**Exercise prompt**
From the line containing "PR #21764 introduces" to the very last line of the data below, transcribe everything exactly and nothing more.

**Exercise materials**
PR #28806, opened 2023-10-26
Add lbipam support for shared ips

### LINKED ISSUE #21776: lb-ipam: IP sharing between services
PR #21764 introduces the initial version of the LB-IPAM feature. This version contains the basics but is by no means feature complete.
This issue tracks the proposal to add a feature similar[ MetalLB's IP sharing feature](https://metallb.universe.tf/usage/#ip-address-sharing).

**Final answer**
PR #21764 introduces the initial version of the LB-IPAM feature. This version contains the basics but is by no means feature complete.
This issue tracks the proposal to add a feature similar[ MetalLB's IP sharing feature](https://metallb.universe.tf/usage/#ip-address-sharing).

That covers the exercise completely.